No lo pensemos mucho. Reynoso era una escuela viviente. Se había convertido en la Historia de la Literatura Peruana desde 1950 en adelante. Y pese a que él siempre renegó de un aislamiento literario, este aislamiento no fue del todo cierto, al menos no en la última década, en la que hubo tiempo para rescatar títulos como Las tres estaciones y El gallo gallina, en la que más de un interesado decidió trabajar su obra desde la academia, pero ante todo, fue una década en la que los lectores se conectaron mucho más con Reynoso, incluso estos lectores no necesariamente eran peruanos. Pensemos en las ediciones extranjeras de sus títulos más emblemáticos.

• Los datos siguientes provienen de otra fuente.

PR #65, opened 2016-03-25
Make `ssl_key_passphrase` work

### LINKED ISSUE #61: SSL_key_passphrase doesn't currently work.
Discovered when debugging an issue in https://github.com/logstash-plugins/logstash-input-tcp/issues/48
We need to call `.value` here to make sure we have the right key to decrypt the private key

https://github.com/logstash-plugins/logstash-input-beats/blob/master/lib/logstash/inputs/beats.rb#L118

suyograo:
Fix bug where using `ssl_key_passphrase` wouldn't work

Fixes #61


talevy:
LGTM

PR #71, opened 2016-03-30
Fix non deterministic tests with ports

### LINKED ISSUE #60: Test failling because the port was already in use.
Port already in use on jenkins, I am pretty sure we use random port on each examples.

http://build-eu-00.elastic.co/job/logstash-plugin-input-beats-unit/jdk=JDK8,nodes=metal-pool/12/console

```
  1) A client using plain tcp connection When transmitting a payload v1 frame when sequence start at 0 supports single element
     Failure/Error: ssl_server = Lumberjack::Beats::Server.new(config_ssl)
     Errno::EADDRINUSE:
       Address already in use - bind - Address already in use
     # ./lib/lumberjack/beats/server.rb:51:in `initialize'
     # ./spec/integration_spec.rb:49:in `(root)'

  2) A client Mutual validation with certificate authorities directly signing a certificate when sequence start at 0 support sending multiple elements in one payload
     Failure/Error: tcp_server = Lumberjack::Beats::Server.new(config_tcp)
     Errno::EADDRINUSE:
       Address already in use - bind - Address already in use
     # ./lib/lumberjack/beats/server.rb:51:in `initialize'
     # ./spec/integration_spec.rb:48:in `(root)'

  3) A client Mutual validation with certificate authorities Mutiple CA different clients when the CA are defined individually in the configuration client from secondary CA when sequence doesn't start at zero supports single element
     Failure/Error: tcp_server = Lumberjack::Beats::Server.new(config_tcp)
     Errno::EADDRINUSE:
       Address already in use - bind - Address already in use
     # ./lib/lumberjack/beats/server.rb:51:in `initialize'
     # ./spec/integration_spec.rb:48:in `(root)'

```

ph:
Instead of just using a random number from a range, The
`Flores::Random.port` will try to setup a server on the specific port,
if everything is fine it will close the server and give you the port
number to use and we will know for sure that the port can be used.
The helper will try multiple port before giving up completely. (15
times)

This PR also make sure that all the tests are using random ports.

fixes #60

### DIFF
--- a/spec/support/flores_extensions.rb
+++ b/spec/support/flores_extensions.rb
@@ -1,6 +1,46 @@
 # encoding: utf-8
 require "flores/pki"
+require "flores/random"
+
 module Flores
+  module Random
+    DEFAULT_PORT_RANGE = 1024..65535
+    DEFAULT_PORT_CHECK_TIMEOUT = 1
+    DEFAULT_MAXIMUM_PORT_FIND_TRY = 15
+
+    class << self
+      def port(range = DEFAULT_PORT_RANGE)
+        try = 0
+        while try < DEFAULT_MAXIMUM_PORT_FIND_TRY
+          candidate = integer(range)
+
+          if port_available?(candidate)
+            break
+          else
+            try += 1
+          end
+        end
+        
+        raise "Flores.random_port: Cannot find an available port, tried #{DEFAULT_MAXIMUM_PORT_FIND_TRY} times, range was: #{range}" if try == DEFAULT_MAXIMUM_PORT_FIND_TRY
+
+        candidate
+      end
+      
+      def port_available?(port)
+        begin
+          server = TCPServer.new(port)
+          available = true
+        rescue # Assume that any errors can do this
+          available = false
+        ensure
+          server.close if server
+        end
+
+        return available
+      end
+    end
+  end
+
   module PKI
     DEFAULT_CERTIFICATE_OPTIONS = {
       :duration => Flores::Random.number(100..2000),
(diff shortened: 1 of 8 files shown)


ph:
Fixes theses http://build-eu-00.elastic.co/job/logstash-plugin-input-beats-unit/22/

spec/support/flores_extensions.rb
```diff
@@ -1,6 +1,46 @@
 # encoding: utf-8
 require "flores/pki"
+require "flores/random"
+
 module Flores
```
andrewvc: This is an awesome util! I assume this was done as a monkey patch due to @jordansissel being out of pocket for a while?

Have you considered just putting this in some other namespace for now? Monkey patching is kind of dicey. Ideally this would just be in `BeatsInputTestHelpers` or the like, and we'd open a PR agains Flores to add this in, then swap it out if that was accepted.

ph: Well, I do this for 3 reasons.. 
- input beats is kind of weird beast to test and I have to create a lot of helpers for that..
- It easier to test in an actual plugins than having to manager multiples gems revision ;)
- I have access to rubygems for flores, but not on the github project itself so I cannot merge on it. (not sure if jarvis has access to it though, I haven't tested it.)

For monkey patch, I think its OK since we are controlling the flores library and its only for testing purposes, I will move it ASAP :tm: 

Well if you like this helper you should look for `let_tmp_file(:lol) { "Hello world" }` in https://github.com/logstash-plugins/logstash-input-beats/blob/master/spec/support/file_helpers.rb

andrewvc: :+1:

andrewvc:
LGTM

PR #72, opened 2016-03-30
LSF Integration test

### LINKED ISSUE #52: Add integration test for LSF to beats input
Discussed with @jordansissel earlier.  He likes the idea of officially supporting LSF -> LS beats input to ease migration.  He has tested this briefly before and it works because LSF and beats use the same underlying protocol, but would like to see us add integration tests so that we can officially confirm and document it as a supported path.

ph:
This changes add integration test with the `Logstash-Forwarder`

Fixes #52

depends on #71


spec/support/flores_extensions.rb
```diff
@@ -1,6 +1,46 @@
...
+          available = false
+        ensure
+          server.close if server
+        end
+
+        return available
+      end
+    end
+  end
+
```
ph: @andrewvc I will make a PR later to move that to flores itself, I have created customs helpers here in the beats input that would add more feature to the flores library.

andrewvc:
LGTM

Es decir, nuestro escritor sí llegó a sentir el reconocimiento, ya sea por los diletantes y los entendidos. Razones sobran para explicar esta situación, había en su obra calidad, furia, demonios, discurso político polémico, o sea, toda una mezcla que le permitía sintonizar con quien sea, los lectores encontraban en su escritura frescura, una parcela vital. 
No te engañes, querido lector: Oswaldo Reynoso era nuestro escritor peruano más joven. Sus libros son la mejor prueba de ello.